MassBank / MassBank-data

Official repository of open data MassBank records
74 stars 59 forks source link

InChIKey and matching DTXSID dump for MassBank #77

Closed schymane closed 5 years ago

schymane commented 5 years ago

@meier-rene are you able to produce a dump file with all InChIKeys in MassBank and, where they have them, the corresponding DTXSIDs? I need all the InChIKeys for one file, and all the DTXSIDs for another. I've browsed and found several varients of such files, but not one containing exactly this information paired. If you have one already that I missed, please point me to it ;-) Thanks!

meier-rene commented 5 years ago

There was no script available to create exactly the information you requested.

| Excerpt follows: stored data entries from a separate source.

PR #4933, opened 2025-10-17
[dbsp] Ignore NotFound errors inside PosixBackend::list() implementat…

blp:
…ion.

This should fix races in which the server inside dbsp_adapters creates status.json and DBSP initialization lists all of the files in storage.

### DIFF
--- a/crates/dbsp/src/storage/backend/posixio_impl.rs
+++ b/crates/dbsp/src/storage/backend/posixio_impl.rs
@@ -496,7 +496,16 @@ impl StorageBackend for PosixBackend {
                 .map_err(|e| StorageError::stdio(e.kind(), "readdir entry", path.display()))
                 .and_then(|entry| parse_entry(&entry))
             {
-                Err(e) => result = Err(e),
+                Err(e) => {
+                    if e.kind() != ErrorKind::NotFound {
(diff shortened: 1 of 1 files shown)


crates/dbsp/src/storage/backend/posixio_impl.rs
```diff
@@ -496,7 +496,17 @@ impl StorageBackend for PosixBackend {
                 .map_err(|e| StorageError::stdio(e.kind(), "readdir entry", path.display()))
                 .and_then(|entry| parse_entry(&entry))
             {
-                Err(e) => result = Err(e),
+                Err(e) => {
+                    if e.kind() != ErrorKind::NotFound {
+                        result = Err(e)
+                    } else {
+                        // Ignore NotFound error, because the file was probably
```
mihaibudiu: maybe you can say who could have deleted it

blp: I'll update the comment:

```
                        // Ignore NotFound error.  The file was probably
                        // `status.json.mut`, renamed by the adapters server to
                        // `status.json` between the call to readdir and the
                        // call to stat.  Don't succumb to a race for it.
```

PR #5312, opened 2025-12-18
py: add illegal argument tests for aggregate functions

rivudhk:


python/tests/runtime_aggtest/illarg_tests/test_agg.py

inchikey_comptox_report.txt

For later usage the script to create that report:

#!/bin/bash
for x in *; do
        if [ "$x" = "figure" ]; then
                continue
        fi
        if [ -d "$x" ]; then
                cd $x
                for y in *.txt; do
                        echo `grep INCHIKEY $y` `grep COMPTOX $y`
                done
                cd ..
        fi
done | sed 's/CH\$LINK://g' | sed -r '/^\s*$/d' | sort | uniq
schymane commented 5 years ago

Thanks @meier-rene - DTXSIDs sent to @ChemConnector to update https://comptox.epa.gov/dashboard/chemical_lists/massbankref

and I'll be using the InChIKeys to update NORMAN-SLE shortly https://www.norman-network.com/nds/SLE/

Thanks for the rapid turnover ;-)

schymane commented 5 years ago

@meier-rene the CompTox list is updated with all public DTXSIDs from your dump, here's the list of non-public entries (390 total) that we should remove, see #68. Once this is done I think we can close #66, #68 and this issue.

MassBankEU_DTXSIDs_Level6_notPublic_17062019.txt

meier-rene commented 5 years ago

I removed all mentioned DTXSIDs from MassBank and will recheck all IDs against the updated service. I will close this now. Thank you all!

schymane commented 5 years ago

Thank YOU @meier-rene too! @ChemConnector confirmed that you should no longer be able to retrieve non-public entries via their web services, so this should not happen again, hopefully all is fixed on all sides now!